Scientists at the University of Arizona have identified a potential molecular mechanism that may hold the key to understanding how pressure is regulated in the eye, potentially leading to future treatments for glaucoma and other diseases.  

Glaucoma is caused by improper drainage of the aqueous humor (the fluid that nourishes the eye). The imbalance of fluid inflow and outflow elevates the intraocular pressure (the fluid pressure inside the eye), eventually damaging the optic nerve and causing progressive vision loss. 

In response to this major health issue, Professor Nicholas Delamere has received a US$2.3 million five-year grant from the US National Institutes of Health (NIH) to advance research into the specific mechanosensitive ion channel (TRPV4) researchers believe senses and helps regulate pressure inside the eye. 
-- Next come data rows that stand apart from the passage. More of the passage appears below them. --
PR #7257, opened 2026-06-14
fix(qwp-ws): fix flushAndGetSequence() returning a stale FSN after an empty flush

### LINKED ISSUE #7142: QWP WS: flushAndGetSequence() contract conflicts with implementation and drain() semantics
## Problem

`Sender.flushAndGetSequence()` documents per-call semantics: return the highest FSN published by this call, and `-1` when this call publishes nothing. `QwpWebSocketSender.flushAndGetSequence()` repeats that contract.

Current implementation returns the global cursor watermark instead:

```java
return cursorEngine != null ? cursorEngine.publishedFsn() : -1L;
```

So an empty flush after a previous publish returns the previous FSN, not `-1`.

## Why this is subtle

The current `Sender.drain(timeout)` default depends on the watermark behavior:

```java
return awaitAckedFsn(flushAndGetSequence(), timeoutMillis);
```

If `flushAndGetSequence()` is changed to obey the formal per-call contract without also changing `drain()`, then `drain()` after a prior `flush()` with unacked frames can return immediately because the empty flush returns `-1`.

`QwpWebSocketSender.close()` already uses the watermark explicitly (`cursorEngine.publishedFsn()`), so close-drain semantics are separate.

## Suggested resolution

Pick and document one contract:

1. Keep the formal per-call contract: return `-1` when this call publishes nothing, and override QWP WS `drain()` to wait for the current published watermark after flushing.
2. Or keep watermark semantics: update `Sender` and `QwpWebSocketSender` docs to say the method returns the current highest published FSN after flush, not necessarily one published by this call.

A red test for option 1 is straightforward: publish one row, assert first `flushAndGetSequence()` returns `0`, then call `flushAndGetSequence()` again with no buffered data and expect `-1`; current behavior returns `0`.

adi1719:
Fixes #7142

`QwpWebSocketSender.flushAndGetSequence()` documents a per-call contract --
return the highest FSN published by *this* call, or `-1` when the call
publishes nothing -- but it returned the global published-FSN watermark
instead. An empty flush after a previous publish returned the previous FSN
rather than `-1`, violating the documented contract.

This change enforces the per-call contract by snapshotting the published FSN
before and after the flush work, returning the new FSN only when this call
actually advanced it, and `-1` otherwise.

Returning `-1` on an empty flush is observable: callers that read
`flushAndGetSequence()` directly after a no-op flush now get `-1` instead of
the previous watermark. `drain()` callers are unaffected (see below).

`drain()` behavior is unchanged. The default `Sender.drain()` derives its
wait target from `flushAndGetSequence()`, so once an empty flush returns
`-1`, the default would short-circuit immediately even with prior
unacknowledged frames still in flight. To keep `drain()`'s existing
watermark semantics, `QwpWebSocketSender` now overrides `drain()` to flush
and then wait on the current published-FSN watermark directly (the same
approach close-time drain already uses). This override preserves the prior
behavior rather than fixing a separately shipped `drain()` bug.

Changes:
- `QwpWebSocketSender.flushAndGetSequence()`: snapshot publishedFsn
  before/after flush, return the new FSN only when it advanced, else `-1`
- `QwpWebSocketSender.drain()`: new override using watermark semantics to
  preserve drain() behavior under the new `flushAndGetSequence()` contract
- `Sender.drain()`: Javadoc noting implementations may override with
  watermark semantics
- Tests: deterministic regression test in the client module (`CloseDrainTest`
  with a delayed-ACK server) plus e2e coverage for the `-1`-on-empty contract
  and drain-after-flush


bluestreak01 (changes requested):
@adi1719 — review below. Requesting changes (non-blocking on correctness; blocking on test effectiveness).

## What the PR actually changes

The visible core diff is only a submodule pointer bump + 2 new tests. The real change is in the **`java-questdb-client` submodule** (commit `9f26e6c`):

- `QwpWebSocketSender.flushAndGetSequence()` — snapshots `publishedFsn()` before/after the flush and returns the new FSN only when this call advanced it, else `-1` (was: unconditionally returned the global watermark).
- `QwpWebSocketSender.drain(long)` — new override using watermark semantics (`flush()`, then await the current `publishedFsn()`), so empty-flush `-1` doesn't short-circuit drain.
- `Sender.java` — Javadoc only.
- Core repo — 2 new JUnit tests.

The fix is **correct and minimal**. The `drain()` override is behaviorally identical to the *pre-PR* QWS drain (which already waited for the watermark because the old `flushAndGetSequence()` returned it), so this is a faithful, coordinated fix of the contract described in #7142. No correctness regression at any of the 7 verified call sites. The first new test (`...ReturnsNegativeOneWhenNothingPublished`) is a genuine, deterministic regression guard.

## Critical
None.

## Moderate

### M1 — `testDrainWaitsForPriorUnackedFrames` is not a reliable regression guard for the half of the fix it claims to cover
`core/.../QwpWebSocketSenderObservabilityTest.java:82-101`

This test is the *only* coverage for the `drain()` override — the subtler, more important half of #7142 — and it does not deterministically fail on the un-fixed code. Trace the **buggy** path (drain *not* overridden ⇒ `Sender.drain()` default = `awaitAckedFsn(flushAndGetSequence(), t)`):

1. `flush()` (line 91) publishes FSN 0; the ACK round-trips asynchronously.
2. `drain(10_000)` (line 94) → inner `flushAndGetSequence()` finds nothing buffered → returns `-1` → `awaitAckedFsn(-1, …)`. Since `cursorEngine.ackedFsn() >= -1` is always true (`QwpWebSocketSender.java:757`), it returns `true` **immediately, without waiting**.
3. `assertTrue("drain() must wait...", drained)` (line 95) → **passes on buggy code too**. This assertion is completely non-discriminating.
4. `getAckedFsn() >= 0` (lines 98-99) is the only assertion that *could* catch the bug, but it samples the ack state a few microseconds after `flush()` against a **real in-process server with no controllable ack timing** (`AbstractQwpWebSocketTest.runInContext` builds a live `HttpServer`/`QwpIngressHttpProcessor`). Whether the loopback ack has landed by line 98 is a pure race — so this assertion is **timing-dependent**, not deterministic, and can false-pass on the buggy code.

Net: a green run carries almost no signal that the override is present. The test asserts an end-state (`acked`) the system reaches anyway after `flush()`, not the discriminating behavior (that `drain()` *blocked* until the watermark was acked). It does *not* flake on correct code, so this is a "weak guard," not a "flaky test."

**Fix:** add a deterministic test in the submodule's `CloseDrainTest` (which has `DelayingAckHandler`/`SilentHandler` mock servers), shaped like the existing close-drain tests:

```java
DelayingAckHandler(600);
sender.table("foo").longColumn("v", 1L).atNow();
sender.flush();                         // publish FSN 0; ack delayed 600ms
long t0 = System.nanoTime();
boolean drained = sender.drain(5_000);  // inner empty flush → -1 on buggy code
long elapsedMs = (System.nanoTime() - t0) / 1_000_000;
assertTrue(drained);
assertTrue("drain must wait for prior unacked frame", elapsedMs >= 300);
```

On buggy code `drain` short-circuits at `elapsed≈0` → fails deterministically; on fixed code it waits ~600ms → passes. Note the existing `CloseDrainTest.testDrainBlocksUntilAckArrivesAndReturnsTrue` (`CloseDrainTest.java:185-214`) does *not* cover this: it never calls `flush()` first, so the inner `flushAndGetSequence()` publishes the row and returns a real FSN — the empty-flush `-1` short-circuit is never exercised.

### M2 — The submodule change ships with no co-located test
The submodule commit `9f26e6c` touches only `Sender.java` + `QwpWebSocketSender.java` — zero test files. Both regression tests live in the core e2e suite, where the harness cannot control ack timing (see M1). The natural, controllable home for the `drain()` regression test is the submodule. This compounds M1: the submodule's own CI can pass without ever exercising the drain short-circuit path.

## Minor

### m1 — Trailing whitespace introduced
`QwpWebSocketSender.java:1359` — the PR adds a blank line containing 8 trailing spaces (between `checkConnectionError();` and `long afterFsn = ...`). Strip it.

### m2 — Dead sub-condition `afterFsn != -1L`
`QwpWebSocketSender.java:1361`: `return (afterFsn > beforeFsn && afterFsn != -1L) ? afterFsn : -1L;`. Since `publishedFsn()` is `>= -1` by invariant and monotonic within a call, `afterFsn > beforeFsn` already implies `afterFsn >= 0`. The `&& afterFsn != -1L` clause can never flip the result — harmless but dead. Simplify to `afterFsn > beforeFsn ? afterFsn : -1L`.

### m3 — PR metadata / conventions
- **No labels.** A `fix(qwp-ws)` bug fix should carry GitHub labels (e.g. `Bug` + an ILP/client label).
- **`Closes #7142` at the bottom** of the body; convention is `Fixes #NNN` at the **top**.
- **Title leans on internal method names** ("enforce per-call contract for `flushAndGetSequence()` and override `drain()`") rather than end-user impact. Borderline — these are public client-API methods — but it reads as implementation-internal.

### m4 — Submodule commit message violates commit conventions
`9f26e6c` title: `fix(ws): implement watermark semantics for drain method in QwpWebSocketSender` — 77 chars (convention: ≤50), uses a Conventional-Commits `fix(ws):` prefix (convention: plain-English titles, no CC prefix in commit messages), and has **no long-form body**.

## Downgraded (false positives / non-issues after verification)

- **"`flushAndGetSequence()` before/after delta could be corrupted by a concurrent publisher."** Dismissed: `publishedFsn` is a volatile single-writer field written only by the user thread (`SegmentRing.java:40-49`, writes at ctor and `appendOrFsn`). Background drainers and the I/O thread never write it; `autoFlushIntervalNanos` is assigned but never consumed. The publish during flush runs on the *same* user thread. The before/after pair is race-free.
- **"A flush that only emits a deferred commit frame wrongly returns an FSN instead of `-1`."** Dismissed: `sendCommitMessage()` seals and publishes a real commit frame via `sealAndSwapBuffer()`→`appendBlocking`, so the call genuinely published a frame; returning its FSN is consistent with "highest FSN published by this call." (Also irrelevant to the new tests, which run with `deferCommit=false`.)
- **"Extra volatile reads on the flush path are a perf regression."** Dismissed: the per-row auto-flush path goes through `flushPendingRows` directly, not `flushAndGetSequence`; the added reads land only on explicit flush/drain and are ~1ns against a segment-seal + network RTT. The 50µs park-poll in `awaitAckedFsn` is the correct choice for a client blocking-await (a condition var would pessimize the lock-free I/O ack thread).
- **"Caller `QwpSenderE2ETest.java:4781` breaks on the new `-1`."** Dismissed: every `assertCoercionError` path buffers a valid row and flushes (non-empty), so it gets a real FSN exactly as before; the `-1` path is never hit there. All 7 callers verified non-breaking.

## Summary

**Verdict: request changes** (non-blocking on correctness; blocking-quality on test effectiveness).

The actual code fix is correct, minimal, and well-reasoned: the `flushAndGetSequence()` per-call contract is now honored, the `drain()` override exactly restores the pre-PR watermark behavior, and no caller regresses. The contract half is covered by a deterministic test. **The weakness is the test for the `drain()` half** — its only meaningful assertion is timing-dependent and its boolean assertion is non-discriminating, so it does not deterministically fail on the un-fixed code, and the submodule ships with no co-located test at all (M1, M2). Add a deterministic `DelayingAckHandler` + elapsed-time test in `CloseDrainTest` before merge. Plus minor cleanups: trailing whitespace (m1), dead condition (m2), labels/`Fixes`/commit-message conventions (m3, m4).

- Findings: 8 raised, 6 verified/confirmed, 4 dismissed as false positives.
- In-diff vs out-of-diff: all 6 confirmed findings in-diff; 0 out-of-diff (full callsite inventory walked — blast radius genuinely contained).

adi1719:
@bluestreak01  Could you please review the PR again.
Thanks

bluestreak01 (approved):
Approve.

Re-reviewed at level 3 after the latest updates. The fix is correct, minimal, and race-free: `publishedFsn` is volatile single-writer on the user thread, so the before/after snapshot in `flushAndGetSequence()` is exact, and the `drain()` override is behaviorally identical to the pre-PR watermark drain (no caller regressions).

Verified the prior review feedback is addressed:
- Added `CloseDrainTest.testDrainAfterFlushWaitsForPriorUnackedFrames` (deterministic). I ran it both ways: passes on the fix, and with the `drain()` override removed it fails with 'returned in only 0ms (expected >= 300ms)' — a genuine regression guard.
- Dead `afterFsn != -1L` guard removed; trailing whitespace gone; `Fixes #7142` now at the top; submodule commit message has a proper plain-English title and long-form body.

Callsite inventory walked: QwpWebSocketSender is the only FSN-tracking sender overriding flushAndGetSequence(); PooledSender delegates correctly; all flushAndGetSequence() callers flush non-empty buffers and get a real FSN, so none hit the new -1 path.

Minor (non-blocking): `drain()` should sit alphabetically between `doubleColumn` and `floatColumn` per the member-ordering convention; the PR is missing labels (suggest Bug + ILP).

Mechanosensitive channels (MS channels) are proteins found in most cell membranes, which open a conductance pore in response to mechanical stress, said Prof Delamere. The size of each cell in the body is determined by regulation of the amount of fluid that flows in and out of the cell itself. Cells continually swell and shrink to maintain their appropriate dimensions. Pressure-sensing mechanisms control the correct amount of fluid in each cell, but exactly what signal tells the cell to switch from input to output to maintain the precise amount of pressure remains a mystery, Prof Delamere said. 

Recent studies show when cells are stretched or strained, certain pores in the membrane will open, signalling the cell to react, said Prof Delamere. His team is focused on finding the one ion channel - the specific switch - relating to pressure in the eye.  

"If the findings prove true, it means we have another piece of the puzzle on how the eye regulates. If we understand how it works properly, we get a ticket to understanding when it doesn't work and how we can prevent that," Prof Delamere said. "Understanding these ion channels and the signalling that determines the proper regulating of fluid could also be important in understanding blood pressure regulation and the growth of cancer cells, a target mechanism for the development of new drugs."